Ostatni wysiłek rozumu, to uznać, że istnieje nieskończona mnogość rzeczy, które go przerastają; wątły jest, jeżeli nie dosięga tej świadomości.
A jeżeli rzeczy przyrodzone przerastają go, cóż powiedzieć o nadprzyrodzonych?
Poddanie. — Trzeba umieć wątpić tam gdzie trzeba, twierdzić tam gdzie trzeba, i poddać się tam gdzie trzeba. Kto czyni inaczej, ten nie pojmuje siły rozumu. Są ludzie, którzy grzeszą przeciw tym trzem zasadom, albo przedstawiając wszystko jako rzeczy dowiedzone, z braku rozumienia się na dowodach; albo wątpiąc o wszystkiem, z braku zrozumienia gdzie trzeba się poddać; albo poddając się we wszystkiem, z braku wiadomości o tem gdzie trzeba sądzić.

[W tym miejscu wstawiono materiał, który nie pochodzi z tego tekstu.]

PR #3300, opened 2025-08-14
Fix: resolve Azure ConfigMap timing issue in OpenCost 1.116.0

### LINKED ISSUE #3297: Opencost v1.116.0 is no longer respecting pricing-configs configmap
**Describe the bug**
When I upgraded my opencost from 1.115.0 to 1.116.0, it is no longer reading the pricing-configs configmap for region and currency. I am using for azure cloud and configured `azureBillingRegion` and `currencyCode` Its using the default US region and USD currency. I could not find anything in the release notes for this breaking change. 

**To Reproduce**
1. Use `azureBillingRegion` and `currencyCode` in 1.115.0, these are being used for azure rate card api.
2. Upgrade to 1.116.0 and opencost would not read these configurations for pricing-configs configmap. 

**Expected behavior**
Opencost should use configurations added in the pricing-configs just like it was using in 1.115.0

**Screenshots**

I upgraded from 1.115.0 to 1.116.0
**Additional context**
Logs:
No pricing-configs configmap found at install time, using existing configs: configmaps "pricing-configs" not found
Using azureRateCard query OfferDurableId eq 'MS-AZR-0003p' and Currency eq 'USD' and Locale eq 'en-US' and RegionInfo eq 'US

Jetshree:
### Related Issues
Fixes #3297 

### Problem
After upgrading from OpenCost 1.115.0 to 1.116.0, the `pricing-configs` ConfigMap is no longer being properly read for Azure cloud configuration. Specifically, `azureBillingRegion` and `currencyCode` parameters default to "US" region and "USD" currency instead of using the configured values from the ConfigMap.

### Root Cause
A timing issue (race condition) where `DownloadPricingData()` is called immediately after the config watcher starts, but before the config watcher has fully processed and applied the initial ConfigMap data.

### Solution
1. **Timing Fix**: Added a 100ms delay after `configWatchers.Watch()` to ensure the config watcher has sufficient time to process the initial ConfigMap before `DownloadPricingData()` is called.

2. **Enhanced Logging**: Added comprehensive logging across multiple components to provide better visibility into:
   - ConfigMap processing status
   - Configuration field updates
   - Azure Rate Card API query parameters
   - Success/failure of config updates

### Files Modified
- `opencost/pkg/cmd/agent/agent.go`: Added timing delay
- `opencost/pkg/costmodel/router.go`: Added timing delay  
- `opencost/pkg/cloud/azure/provider.go`: Enhanced logging for config updates and API calls
- `opencost/pkg/util/watcher/configwatchers.go`: Enhanced logging for ConfigMap processing
- `opencost/pkg/cloud/provider/providerconfig.go`: Enhanced logging for field updates

### Testing
- Verified that ConfigMap values are properly applied
- Confirmed Azure Rate Card API uses configured region and currency
- Added logging to facilitate future debugging

### Breaking Changes
None. This is a bug fix that restores the expected behavior from version 1.115.0.

### DIFF
--- a/pkg/costmodel/router.go
+++ b/pkg/costmodel/router.go
@@ -550,6 +550,9 @@ func Initialize(router *httprouter.Router, additionalConfigWatchers ...*watcher.
 	configWatchers.AddWatcher(metrics.GetMetricsConfigWatcher())
 	configWatchers.Watch()
 
+	// Give the config watcher a moment to process the initial config
+	time.Sleep(100 * time.Millisecond)
+
 	clusterMap := dataSource.ClusterMap()
 	settingsCache := cache.New(cache.NoExpiration, cache.NoExpiration)
 
@@ -571,6 +574,7 @@ func Initialize(router *httprouter.Router, additionalConfigWatchers ...*watcher.
 
 	// Initialize mechanism for subscribing to settings changes
 	a.InitializeSettingsPubSub()
+
 	err = a.CloudProvider.DownloadPricingData()
 	if err != nil {
 		log.Infof("Failed to download pricing data: %s", err)
--- a/pkg/util/watcher/configwatchers.go
+++ b/pkg/util/watcher/configwatchers.go
@@ -98,6 +98,7 @@ func (cmw *ConfigMapWatchers) Watch() {
 			log.Infof("No %s configmap found at install time, using existing configs: %s", cw, err.Error())
 		} else {
 			log.Infof("Found configmap %s, watching...", configs.Name)
+			// Ensure the config is applied synchronously before proceeding
 			watchConfigFunc(configs)
 		}
 	}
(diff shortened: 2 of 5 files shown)


pkg/costmodel/router.go
```diff
@@ -550,6 +550,9 @@ func Initialize(router *httprouter.Router, additionalConfigWatchers ...*watcher.
 	configWatchers.AddWatcher(metrics.GetMetricsConfigWatcher())
 	configWatchers.Watch()
 
+	// Give the config watcher a moment to process the initial config
+	time.Sleep(100 * time.Millisecond)
```
ameijer, line 554: generally sleeps are not a good approach, is there a way you can listen on a signal or observe some state?

Jetshree: thanks for pointing this out, I’ll check if there’s a signal or ready state we can wait on instead.

pkg/util/watcher/configwatchers.go
```diff
@@ -124,10 +125,13 @@ func (cmw *ConfigMapWatchers) toWatchFunc() func(any) {
 		name := conf.GetName()
 		data := conf.Data
 		if watchers, ok := cmw.watchers[name]; ok {
+			log.Infof("Updating config from %s configmap with %d entries", name, len(data))
 			for _, cw := range watchers {
 				err := cw.WatchFunc(name, data)
 				if err != nil {
 					log.Infof("ERROR UPDATING %s CONFIG: %s", name, err.Error())
+				} else {
+					log.Infof("Successfully updated config from %s", name)
```
ameijer: debug log @mittal-ishaan ?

Poddanie i posługiwanie się rozumem, oto na czem polega prawdziwy chrystjanizm.
Św. Augustyn[1]: Rozum nie poddałby się nigdy, gdyby nie uznał, iż istnieją okoliczności, w których należy się poddać. Słuszna jest tedy aby się poddał, kiedy sądzi iż powinien się poddać.
Mądrość odsyła nas do dziecięctwa: Nisi efficiamini sicut parvuli[2].
Niema nic równie zgodnego z rozumem, jak to zaparcie się rozumu.
Jeżeli się wszystko podda rozumowi, nasza religja nie będzie miała nic tajemniczego ani nadprzyrodzonego; jeżeli podepce się zasady rozumu, będzie niedorzeczną i śmieszną.